THE TASK:
Go line by line through the data below, counting each one that has "again", and give the final count only.

DATASET CONTENT:
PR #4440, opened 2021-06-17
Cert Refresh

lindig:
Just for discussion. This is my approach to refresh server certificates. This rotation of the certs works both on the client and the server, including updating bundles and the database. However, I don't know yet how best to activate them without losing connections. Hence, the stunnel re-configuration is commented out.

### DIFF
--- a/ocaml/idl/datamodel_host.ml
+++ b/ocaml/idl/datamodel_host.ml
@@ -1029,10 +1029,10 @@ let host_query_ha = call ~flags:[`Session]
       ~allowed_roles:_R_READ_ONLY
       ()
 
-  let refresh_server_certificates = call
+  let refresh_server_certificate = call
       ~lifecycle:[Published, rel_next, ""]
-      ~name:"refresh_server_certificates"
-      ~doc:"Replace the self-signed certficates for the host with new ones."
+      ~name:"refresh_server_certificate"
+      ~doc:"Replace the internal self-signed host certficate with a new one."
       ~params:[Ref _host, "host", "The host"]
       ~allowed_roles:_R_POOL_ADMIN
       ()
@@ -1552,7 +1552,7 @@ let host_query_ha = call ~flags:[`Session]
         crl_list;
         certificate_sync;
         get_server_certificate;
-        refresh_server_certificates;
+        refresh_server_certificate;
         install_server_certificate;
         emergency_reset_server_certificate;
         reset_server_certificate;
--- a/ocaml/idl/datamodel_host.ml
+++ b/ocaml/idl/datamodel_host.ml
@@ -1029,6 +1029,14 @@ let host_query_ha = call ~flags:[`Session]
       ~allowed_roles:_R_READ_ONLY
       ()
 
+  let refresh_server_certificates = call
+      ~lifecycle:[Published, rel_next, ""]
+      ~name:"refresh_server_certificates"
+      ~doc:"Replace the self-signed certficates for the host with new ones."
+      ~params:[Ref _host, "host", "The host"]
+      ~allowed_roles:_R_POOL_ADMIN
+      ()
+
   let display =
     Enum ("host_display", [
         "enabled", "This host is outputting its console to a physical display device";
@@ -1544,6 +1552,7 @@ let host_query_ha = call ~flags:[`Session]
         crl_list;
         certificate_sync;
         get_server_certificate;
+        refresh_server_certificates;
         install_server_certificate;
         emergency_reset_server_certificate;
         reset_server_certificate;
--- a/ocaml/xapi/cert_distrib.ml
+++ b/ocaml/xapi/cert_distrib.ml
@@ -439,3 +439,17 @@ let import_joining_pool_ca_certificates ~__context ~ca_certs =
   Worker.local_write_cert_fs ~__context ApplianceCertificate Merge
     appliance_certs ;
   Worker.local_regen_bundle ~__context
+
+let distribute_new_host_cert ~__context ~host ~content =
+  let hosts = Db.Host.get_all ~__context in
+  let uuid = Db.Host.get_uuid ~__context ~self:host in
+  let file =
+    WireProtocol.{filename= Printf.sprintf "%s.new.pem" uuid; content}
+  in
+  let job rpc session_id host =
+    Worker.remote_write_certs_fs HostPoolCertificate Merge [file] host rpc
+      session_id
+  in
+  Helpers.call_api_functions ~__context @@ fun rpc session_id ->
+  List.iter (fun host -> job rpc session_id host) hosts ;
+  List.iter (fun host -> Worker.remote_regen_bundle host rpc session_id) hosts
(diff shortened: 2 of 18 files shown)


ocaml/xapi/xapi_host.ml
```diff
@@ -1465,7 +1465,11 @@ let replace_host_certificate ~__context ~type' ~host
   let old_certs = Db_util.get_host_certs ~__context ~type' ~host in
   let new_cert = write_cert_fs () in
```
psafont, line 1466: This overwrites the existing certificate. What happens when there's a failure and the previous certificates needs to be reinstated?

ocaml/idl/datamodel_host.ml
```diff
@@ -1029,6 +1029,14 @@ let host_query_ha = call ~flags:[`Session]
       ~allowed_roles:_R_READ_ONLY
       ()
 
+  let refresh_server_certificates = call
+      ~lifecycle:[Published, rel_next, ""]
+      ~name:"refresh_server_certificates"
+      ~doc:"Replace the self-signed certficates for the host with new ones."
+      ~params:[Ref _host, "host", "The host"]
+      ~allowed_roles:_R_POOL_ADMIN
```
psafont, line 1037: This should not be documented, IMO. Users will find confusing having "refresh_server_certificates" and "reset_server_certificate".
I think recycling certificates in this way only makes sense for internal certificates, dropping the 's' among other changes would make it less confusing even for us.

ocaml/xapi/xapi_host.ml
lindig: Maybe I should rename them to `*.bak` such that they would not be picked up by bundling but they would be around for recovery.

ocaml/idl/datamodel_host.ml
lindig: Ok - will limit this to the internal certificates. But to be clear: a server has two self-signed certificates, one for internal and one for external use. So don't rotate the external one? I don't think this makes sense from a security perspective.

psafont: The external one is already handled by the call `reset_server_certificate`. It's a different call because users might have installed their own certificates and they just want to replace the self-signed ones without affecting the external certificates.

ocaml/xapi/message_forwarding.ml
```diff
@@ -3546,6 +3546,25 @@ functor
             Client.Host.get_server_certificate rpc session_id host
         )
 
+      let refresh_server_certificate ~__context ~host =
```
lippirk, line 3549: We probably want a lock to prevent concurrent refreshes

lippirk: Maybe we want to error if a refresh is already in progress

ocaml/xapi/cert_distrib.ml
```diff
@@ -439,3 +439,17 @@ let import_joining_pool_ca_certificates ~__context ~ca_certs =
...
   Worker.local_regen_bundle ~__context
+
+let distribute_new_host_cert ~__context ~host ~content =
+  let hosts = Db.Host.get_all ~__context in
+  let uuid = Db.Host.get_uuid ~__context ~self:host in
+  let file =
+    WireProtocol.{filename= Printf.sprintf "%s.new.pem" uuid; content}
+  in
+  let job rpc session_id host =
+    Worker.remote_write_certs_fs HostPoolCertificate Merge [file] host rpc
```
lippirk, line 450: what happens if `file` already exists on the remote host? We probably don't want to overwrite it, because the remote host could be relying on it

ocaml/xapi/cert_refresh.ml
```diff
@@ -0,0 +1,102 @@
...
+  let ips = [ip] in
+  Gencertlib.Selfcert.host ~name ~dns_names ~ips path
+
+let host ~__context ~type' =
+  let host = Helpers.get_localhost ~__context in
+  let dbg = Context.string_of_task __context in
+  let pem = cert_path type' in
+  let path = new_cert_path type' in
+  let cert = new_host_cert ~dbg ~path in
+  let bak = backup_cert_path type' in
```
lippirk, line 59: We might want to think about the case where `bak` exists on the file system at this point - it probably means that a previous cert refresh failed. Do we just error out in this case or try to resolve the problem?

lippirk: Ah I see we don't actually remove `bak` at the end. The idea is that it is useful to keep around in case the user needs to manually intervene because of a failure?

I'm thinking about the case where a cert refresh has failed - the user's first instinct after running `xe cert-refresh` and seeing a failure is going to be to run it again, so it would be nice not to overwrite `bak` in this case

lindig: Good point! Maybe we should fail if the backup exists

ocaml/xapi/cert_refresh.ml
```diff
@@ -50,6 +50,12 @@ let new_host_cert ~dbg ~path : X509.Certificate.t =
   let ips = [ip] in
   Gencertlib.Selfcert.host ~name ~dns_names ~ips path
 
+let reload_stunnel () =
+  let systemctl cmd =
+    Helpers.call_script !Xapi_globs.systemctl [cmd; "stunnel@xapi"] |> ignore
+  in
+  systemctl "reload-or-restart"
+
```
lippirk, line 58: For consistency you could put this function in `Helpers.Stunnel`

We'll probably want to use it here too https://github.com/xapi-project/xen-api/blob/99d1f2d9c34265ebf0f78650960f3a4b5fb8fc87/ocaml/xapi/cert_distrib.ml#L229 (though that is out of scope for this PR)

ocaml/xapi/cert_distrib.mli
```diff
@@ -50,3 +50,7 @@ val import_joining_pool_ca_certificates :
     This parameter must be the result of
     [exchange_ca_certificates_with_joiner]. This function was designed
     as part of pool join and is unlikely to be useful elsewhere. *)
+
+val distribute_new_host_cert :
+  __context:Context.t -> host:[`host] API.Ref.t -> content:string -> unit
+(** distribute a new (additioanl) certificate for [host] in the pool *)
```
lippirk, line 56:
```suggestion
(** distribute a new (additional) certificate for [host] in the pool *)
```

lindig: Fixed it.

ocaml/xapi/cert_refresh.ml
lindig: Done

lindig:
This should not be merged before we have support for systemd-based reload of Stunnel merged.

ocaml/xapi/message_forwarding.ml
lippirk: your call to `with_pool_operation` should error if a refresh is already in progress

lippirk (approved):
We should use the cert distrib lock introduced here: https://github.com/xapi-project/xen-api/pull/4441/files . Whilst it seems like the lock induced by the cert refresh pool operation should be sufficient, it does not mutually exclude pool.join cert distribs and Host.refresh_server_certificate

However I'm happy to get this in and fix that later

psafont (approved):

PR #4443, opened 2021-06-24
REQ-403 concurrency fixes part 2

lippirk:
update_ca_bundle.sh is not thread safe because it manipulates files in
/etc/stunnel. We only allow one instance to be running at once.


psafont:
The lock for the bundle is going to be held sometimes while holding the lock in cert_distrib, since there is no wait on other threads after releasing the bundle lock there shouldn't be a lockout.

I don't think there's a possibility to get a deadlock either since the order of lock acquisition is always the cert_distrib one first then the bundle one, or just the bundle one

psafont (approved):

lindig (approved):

--

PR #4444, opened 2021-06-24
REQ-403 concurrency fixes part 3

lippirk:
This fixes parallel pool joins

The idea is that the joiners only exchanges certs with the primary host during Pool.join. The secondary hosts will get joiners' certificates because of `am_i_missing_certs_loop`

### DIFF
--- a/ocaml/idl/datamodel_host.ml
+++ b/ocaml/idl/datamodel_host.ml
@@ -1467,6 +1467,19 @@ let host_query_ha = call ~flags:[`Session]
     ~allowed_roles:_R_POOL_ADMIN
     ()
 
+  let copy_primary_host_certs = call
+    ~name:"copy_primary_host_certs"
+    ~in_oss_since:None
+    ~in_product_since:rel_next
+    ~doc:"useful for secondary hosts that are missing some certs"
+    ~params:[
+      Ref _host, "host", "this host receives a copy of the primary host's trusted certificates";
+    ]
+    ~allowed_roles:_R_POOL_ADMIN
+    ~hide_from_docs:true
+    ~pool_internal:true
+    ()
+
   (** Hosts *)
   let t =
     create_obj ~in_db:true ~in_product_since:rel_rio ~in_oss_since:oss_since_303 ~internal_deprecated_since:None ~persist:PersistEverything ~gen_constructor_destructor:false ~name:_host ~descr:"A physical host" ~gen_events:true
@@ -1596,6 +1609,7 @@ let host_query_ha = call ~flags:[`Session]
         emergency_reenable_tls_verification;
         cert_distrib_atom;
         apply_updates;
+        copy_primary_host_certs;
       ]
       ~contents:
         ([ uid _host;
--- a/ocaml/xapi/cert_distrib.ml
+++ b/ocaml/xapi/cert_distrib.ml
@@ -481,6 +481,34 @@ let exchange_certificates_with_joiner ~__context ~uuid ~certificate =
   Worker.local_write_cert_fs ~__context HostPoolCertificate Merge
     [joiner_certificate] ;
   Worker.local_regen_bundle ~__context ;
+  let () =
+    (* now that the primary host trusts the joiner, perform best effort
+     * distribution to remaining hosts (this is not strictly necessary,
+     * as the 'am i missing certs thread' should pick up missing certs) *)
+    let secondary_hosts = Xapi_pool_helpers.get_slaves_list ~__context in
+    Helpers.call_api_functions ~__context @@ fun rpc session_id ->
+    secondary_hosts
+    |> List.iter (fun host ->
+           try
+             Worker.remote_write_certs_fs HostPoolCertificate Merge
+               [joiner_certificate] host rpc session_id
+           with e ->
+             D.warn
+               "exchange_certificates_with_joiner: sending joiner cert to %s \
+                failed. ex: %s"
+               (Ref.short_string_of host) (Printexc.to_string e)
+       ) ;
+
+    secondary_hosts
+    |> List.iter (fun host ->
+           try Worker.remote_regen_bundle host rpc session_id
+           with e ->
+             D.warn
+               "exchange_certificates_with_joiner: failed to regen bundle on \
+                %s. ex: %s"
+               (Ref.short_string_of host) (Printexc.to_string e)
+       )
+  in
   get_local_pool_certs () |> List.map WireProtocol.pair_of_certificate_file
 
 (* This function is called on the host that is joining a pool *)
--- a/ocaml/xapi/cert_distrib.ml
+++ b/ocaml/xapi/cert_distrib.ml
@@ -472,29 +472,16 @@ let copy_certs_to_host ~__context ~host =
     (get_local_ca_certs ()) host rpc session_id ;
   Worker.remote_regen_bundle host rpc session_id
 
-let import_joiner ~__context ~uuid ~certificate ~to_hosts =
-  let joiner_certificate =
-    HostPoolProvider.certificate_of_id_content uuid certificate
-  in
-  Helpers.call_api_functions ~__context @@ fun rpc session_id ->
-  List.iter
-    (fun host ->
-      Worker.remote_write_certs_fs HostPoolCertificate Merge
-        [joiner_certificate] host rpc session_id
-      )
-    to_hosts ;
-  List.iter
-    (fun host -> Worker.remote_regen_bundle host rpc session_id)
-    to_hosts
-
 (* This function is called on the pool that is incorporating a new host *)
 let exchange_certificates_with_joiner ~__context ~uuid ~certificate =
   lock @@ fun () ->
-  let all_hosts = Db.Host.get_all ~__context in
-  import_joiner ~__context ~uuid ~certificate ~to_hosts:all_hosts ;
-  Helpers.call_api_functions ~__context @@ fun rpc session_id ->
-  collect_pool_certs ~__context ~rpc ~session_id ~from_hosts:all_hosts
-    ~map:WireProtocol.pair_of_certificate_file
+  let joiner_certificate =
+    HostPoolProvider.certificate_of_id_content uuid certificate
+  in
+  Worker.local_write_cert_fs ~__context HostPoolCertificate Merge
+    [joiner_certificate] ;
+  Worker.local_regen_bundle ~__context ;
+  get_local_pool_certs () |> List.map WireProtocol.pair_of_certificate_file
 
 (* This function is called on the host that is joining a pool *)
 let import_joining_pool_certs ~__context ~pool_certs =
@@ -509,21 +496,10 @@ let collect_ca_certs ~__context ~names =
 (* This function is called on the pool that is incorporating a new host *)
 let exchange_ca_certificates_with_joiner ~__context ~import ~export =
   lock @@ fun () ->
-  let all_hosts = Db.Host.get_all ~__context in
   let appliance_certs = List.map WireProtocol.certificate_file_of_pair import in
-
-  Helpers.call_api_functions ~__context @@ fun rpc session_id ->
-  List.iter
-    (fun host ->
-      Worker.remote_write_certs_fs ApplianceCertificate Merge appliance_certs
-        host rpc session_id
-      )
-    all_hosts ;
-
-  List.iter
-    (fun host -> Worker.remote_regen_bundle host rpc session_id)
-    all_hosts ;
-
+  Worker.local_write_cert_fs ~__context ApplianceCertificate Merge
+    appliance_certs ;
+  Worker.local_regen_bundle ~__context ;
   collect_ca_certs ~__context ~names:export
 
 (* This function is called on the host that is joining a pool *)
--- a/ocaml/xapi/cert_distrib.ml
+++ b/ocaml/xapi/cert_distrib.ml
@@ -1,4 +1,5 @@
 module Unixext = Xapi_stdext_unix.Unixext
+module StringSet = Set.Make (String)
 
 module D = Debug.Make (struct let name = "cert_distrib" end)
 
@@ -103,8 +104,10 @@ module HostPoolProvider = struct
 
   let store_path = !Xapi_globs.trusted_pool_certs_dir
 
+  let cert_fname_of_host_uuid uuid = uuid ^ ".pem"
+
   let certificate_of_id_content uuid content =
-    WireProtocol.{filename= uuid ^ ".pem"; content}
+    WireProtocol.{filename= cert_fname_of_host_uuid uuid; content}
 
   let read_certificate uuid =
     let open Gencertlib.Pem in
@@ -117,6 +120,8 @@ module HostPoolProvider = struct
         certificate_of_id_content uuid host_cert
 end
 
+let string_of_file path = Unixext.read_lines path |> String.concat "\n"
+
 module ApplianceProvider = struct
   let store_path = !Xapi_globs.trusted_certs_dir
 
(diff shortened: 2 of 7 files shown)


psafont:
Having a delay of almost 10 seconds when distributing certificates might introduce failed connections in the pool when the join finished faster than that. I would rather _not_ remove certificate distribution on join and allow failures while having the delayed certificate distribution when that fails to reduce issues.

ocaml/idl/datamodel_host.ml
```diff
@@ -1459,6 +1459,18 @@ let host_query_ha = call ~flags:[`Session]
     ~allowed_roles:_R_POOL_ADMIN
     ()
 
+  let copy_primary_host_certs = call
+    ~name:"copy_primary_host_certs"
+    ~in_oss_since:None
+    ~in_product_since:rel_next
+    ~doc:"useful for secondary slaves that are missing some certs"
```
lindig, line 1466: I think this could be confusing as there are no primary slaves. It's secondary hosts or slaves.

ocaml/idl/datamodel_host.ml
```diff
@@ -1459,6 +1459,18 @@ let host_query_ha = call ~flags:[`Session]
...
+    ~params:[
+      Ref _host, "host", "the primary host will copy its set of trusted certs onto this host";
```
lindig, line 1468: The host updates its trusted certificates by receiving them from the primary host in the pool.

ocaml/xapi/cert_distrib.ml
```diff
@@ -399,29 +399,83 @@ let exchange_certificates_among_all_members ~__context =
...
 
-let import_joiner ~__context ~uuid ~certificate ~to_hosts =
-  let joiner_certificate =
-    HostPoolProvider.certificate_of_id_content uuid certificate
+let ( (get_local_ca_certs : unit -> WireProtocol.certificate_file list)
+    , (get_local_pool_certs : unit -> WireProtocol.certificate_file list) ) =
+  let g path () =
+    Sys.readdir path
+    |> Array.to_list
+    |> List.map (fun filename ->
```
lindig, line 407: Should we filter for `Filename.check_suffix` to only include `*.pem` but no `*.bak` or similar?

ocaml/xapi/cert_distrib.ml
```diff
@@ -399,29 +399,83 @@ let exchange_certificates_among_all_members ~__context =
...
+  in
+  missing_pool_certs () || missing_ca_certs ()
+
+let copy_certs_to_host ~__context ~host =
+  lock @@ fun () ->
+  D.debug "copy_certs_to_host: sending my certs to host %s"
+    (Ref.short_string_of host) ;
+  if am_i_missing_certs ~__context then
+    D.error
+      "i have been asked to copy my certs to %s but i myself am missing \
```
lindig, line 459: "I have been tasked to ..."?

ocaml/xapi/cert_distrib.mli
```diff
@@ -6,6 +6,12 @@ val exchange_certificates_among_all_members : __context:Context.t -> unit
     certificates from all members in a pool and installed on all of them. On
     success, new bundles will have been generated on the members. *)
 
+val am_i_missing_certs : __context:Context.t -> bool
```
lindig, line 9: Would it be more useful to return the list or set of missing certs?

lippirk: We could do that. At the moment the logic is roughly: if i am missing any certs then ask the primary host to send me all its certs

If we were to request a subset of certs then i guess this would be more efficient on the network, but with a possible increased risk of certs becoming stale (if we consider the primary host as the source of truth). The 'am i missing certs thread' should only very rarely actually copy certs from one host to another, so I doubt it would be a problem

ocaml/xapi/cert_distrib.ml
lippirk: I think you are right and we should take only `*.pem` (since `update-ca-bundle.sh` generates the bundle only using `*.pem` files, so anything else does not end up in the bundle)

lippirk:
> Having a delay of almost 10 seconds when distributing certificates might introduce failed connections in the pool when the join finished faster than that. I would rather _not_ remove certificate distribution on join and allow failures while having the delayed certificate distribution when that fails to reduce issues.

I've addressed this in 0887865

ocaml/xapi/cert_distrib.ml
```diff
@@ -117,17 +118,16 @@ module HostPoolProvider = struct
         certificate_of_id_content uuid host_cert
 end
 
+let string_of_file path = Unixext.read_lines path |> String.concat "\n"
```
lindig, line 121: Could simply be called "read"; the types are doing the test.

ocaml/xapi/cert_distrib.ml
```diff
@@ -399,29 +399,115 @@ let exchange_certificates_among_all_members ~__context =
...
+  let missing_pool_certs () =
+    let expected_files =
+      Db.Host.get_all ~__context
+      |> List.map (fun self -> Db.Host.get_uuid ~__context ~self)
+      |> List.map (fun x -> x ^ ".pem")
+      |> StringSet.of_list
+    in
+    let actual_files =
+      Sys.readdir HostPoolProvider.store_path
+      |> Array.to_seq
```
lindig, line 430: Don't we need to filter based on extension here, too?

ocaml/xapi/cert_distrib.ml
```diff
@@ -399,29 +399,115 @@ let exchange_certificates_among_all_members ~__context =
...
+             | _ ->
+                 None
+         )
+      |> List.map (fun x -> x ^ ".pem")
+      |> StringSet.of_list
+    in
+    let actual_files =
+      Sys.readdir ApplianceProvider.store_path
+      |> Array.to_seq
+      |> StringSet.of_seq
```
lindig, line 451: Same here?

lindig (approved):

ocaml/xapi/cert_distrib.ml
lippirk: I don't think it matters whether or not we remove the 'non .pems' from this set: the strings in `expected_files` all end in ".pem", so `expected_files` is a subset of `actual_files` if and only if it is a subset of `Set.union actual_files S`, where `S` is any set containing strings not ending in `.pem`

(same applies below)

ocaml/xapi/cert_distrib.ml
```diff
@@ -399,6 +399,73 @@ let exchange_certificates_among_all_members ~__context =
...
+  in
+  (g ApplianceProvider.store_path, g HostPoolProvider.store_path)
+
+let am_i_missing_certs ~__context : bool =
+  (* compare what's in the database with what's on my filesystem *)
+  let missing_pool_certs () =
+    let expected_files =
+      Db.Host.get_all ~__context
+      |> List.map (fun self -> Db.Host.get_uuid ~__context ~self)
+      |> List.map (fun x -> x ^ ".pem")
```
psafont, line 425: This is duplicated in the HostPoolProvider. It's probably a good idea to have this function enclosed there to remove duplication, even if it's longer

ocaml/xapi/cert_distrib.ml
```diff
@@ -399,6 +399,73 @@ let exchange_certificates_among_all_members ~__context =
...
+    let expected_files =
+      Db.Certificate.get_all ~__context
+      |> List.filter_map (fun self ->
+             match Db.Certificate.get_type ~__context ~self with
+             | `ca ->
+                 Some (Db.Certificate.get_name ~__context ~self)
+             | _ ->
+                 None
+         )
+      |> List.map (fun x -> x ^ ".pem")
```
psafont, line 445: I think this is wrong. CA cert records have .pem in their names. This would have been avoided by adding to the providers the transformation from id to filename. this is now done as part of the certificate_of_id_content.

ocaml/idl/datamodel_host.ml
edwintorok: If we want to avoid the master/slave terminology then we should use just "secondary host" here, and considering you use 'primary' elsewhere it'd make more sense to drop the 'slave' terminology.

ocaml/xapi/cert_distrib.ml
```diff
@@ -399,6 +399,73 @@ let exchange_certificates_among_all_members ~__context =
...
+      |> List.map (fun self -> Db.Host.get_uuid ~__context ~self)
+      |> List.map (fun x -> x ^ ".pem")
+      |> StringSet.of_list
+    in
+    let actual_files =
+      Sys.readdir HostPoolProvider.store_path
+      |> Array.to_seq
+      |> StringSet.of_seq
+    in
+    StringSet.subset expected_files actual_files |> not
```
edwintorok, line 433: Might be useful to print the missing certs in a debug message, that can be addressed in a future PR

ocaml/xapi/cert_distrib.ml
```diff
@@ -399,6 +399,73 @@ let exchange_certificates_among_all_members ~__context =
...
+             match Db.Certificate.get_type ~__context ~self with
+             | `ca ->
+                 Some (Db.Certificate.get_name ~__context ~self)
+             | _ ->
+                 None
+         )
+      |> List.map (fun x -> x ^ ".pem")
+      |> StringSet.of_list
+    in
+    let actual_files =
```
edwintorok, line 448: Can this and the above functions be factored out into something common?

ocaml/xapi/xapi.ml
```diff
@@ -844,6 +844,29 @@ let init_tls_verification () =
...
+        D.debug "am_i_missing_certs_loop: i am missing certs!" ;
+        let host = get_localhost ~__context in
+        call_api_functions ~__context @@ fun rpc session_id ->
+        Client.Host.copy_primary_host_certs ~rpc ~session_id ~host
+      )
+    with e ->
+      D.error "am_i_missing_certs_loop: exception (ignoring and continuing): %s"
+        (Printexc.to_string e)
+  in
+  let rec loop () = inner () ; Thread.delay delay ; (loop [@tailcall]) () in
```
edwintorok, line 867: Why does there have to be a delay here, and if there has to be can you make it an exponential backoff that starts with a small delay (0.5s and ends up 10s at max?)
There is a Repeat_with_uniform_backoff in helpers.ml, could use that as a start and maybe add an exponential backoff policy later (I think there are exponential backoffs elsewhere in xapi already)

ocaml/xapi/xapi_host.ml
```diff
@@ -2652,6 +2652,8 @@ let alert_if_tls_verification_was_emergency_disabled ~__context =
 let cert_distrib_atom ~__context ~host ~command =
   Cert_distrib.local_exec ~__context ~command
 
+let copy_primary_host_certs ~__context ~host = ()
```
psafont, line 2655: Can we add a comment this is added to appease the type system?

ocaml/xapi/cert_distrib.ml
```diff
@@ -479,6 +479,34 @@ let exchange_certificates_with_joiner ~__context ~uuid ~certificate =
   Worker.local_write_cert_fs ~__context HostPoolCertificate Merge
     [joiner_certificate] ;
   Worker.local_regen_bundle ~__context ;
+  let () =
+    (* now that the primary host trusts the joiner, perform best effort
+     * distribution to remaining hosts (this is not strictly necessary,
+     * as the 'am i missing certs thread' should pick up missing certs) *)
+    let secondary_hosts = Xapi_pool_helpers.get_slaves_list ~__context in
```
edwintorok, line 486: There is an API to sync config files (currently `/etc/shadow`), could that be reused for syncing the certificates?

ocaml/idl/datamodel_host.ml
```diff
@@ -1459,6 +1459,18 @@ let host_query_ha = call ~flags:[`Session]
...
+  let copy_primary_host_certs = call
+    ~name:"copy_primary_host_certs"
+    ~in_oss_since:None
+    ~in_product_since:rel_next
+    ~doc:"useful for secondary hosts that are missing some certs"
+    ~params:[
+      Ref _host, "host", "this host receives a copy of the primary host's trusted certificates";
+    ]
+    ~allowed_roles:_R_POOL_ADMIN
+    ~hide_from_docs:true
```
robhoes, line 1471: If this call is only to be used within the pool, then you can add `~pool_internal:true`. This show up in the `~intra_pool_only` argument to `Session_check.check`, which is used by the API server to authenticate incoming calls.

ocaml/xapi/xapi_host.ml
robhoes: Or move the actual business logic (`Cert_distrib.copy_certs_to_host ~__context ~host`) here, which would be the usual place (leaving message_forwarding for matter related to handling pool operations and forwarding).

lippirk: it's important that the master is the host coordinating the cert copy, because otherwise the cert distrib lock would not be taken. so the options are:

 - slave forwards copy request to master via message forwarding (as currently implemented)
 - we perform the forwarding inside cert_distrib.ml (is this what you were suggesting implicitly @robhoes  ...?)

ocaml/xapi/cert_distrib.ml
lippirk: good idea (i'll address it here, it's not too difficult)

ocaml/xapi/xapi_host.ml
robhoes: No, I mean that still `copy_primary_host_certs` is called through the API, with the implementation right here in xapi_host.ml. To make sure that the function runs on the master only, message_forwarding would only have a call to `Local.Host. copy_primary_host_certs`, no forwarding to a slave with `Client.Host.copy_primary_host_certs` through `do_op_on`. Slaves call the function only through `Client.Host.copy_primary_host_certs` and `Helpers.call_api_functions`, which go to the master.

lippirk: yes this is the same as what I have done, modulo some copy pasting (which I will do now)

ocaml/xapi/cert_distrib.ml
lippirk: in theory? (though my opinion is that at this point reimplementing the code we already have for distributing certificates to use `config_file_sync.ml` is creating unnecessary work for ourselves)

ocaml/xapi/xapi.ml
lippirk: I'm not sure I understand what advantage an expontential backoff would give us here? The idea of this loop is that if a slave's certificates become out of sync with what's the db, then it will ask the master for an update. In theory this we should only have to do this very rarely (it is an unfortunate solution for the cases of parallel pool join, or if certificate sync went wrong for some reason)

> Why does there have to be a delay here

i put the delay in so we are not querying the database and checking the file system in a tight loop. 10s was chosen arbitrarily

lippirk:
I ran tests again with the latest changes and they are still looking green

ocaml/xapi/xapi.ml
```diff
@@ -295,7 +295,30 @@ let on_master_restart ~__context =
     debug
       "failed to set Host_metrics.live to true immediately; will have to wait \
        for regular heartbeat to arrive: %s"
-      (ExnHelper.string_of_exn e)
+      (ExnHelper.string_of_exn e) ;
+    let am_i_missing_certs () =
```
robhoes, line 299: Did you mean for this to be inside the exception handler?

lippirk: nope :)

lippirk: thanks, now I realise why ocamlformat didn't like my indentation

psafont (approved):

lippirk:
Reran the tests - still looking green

SOLUTION TO THIS TASK:
2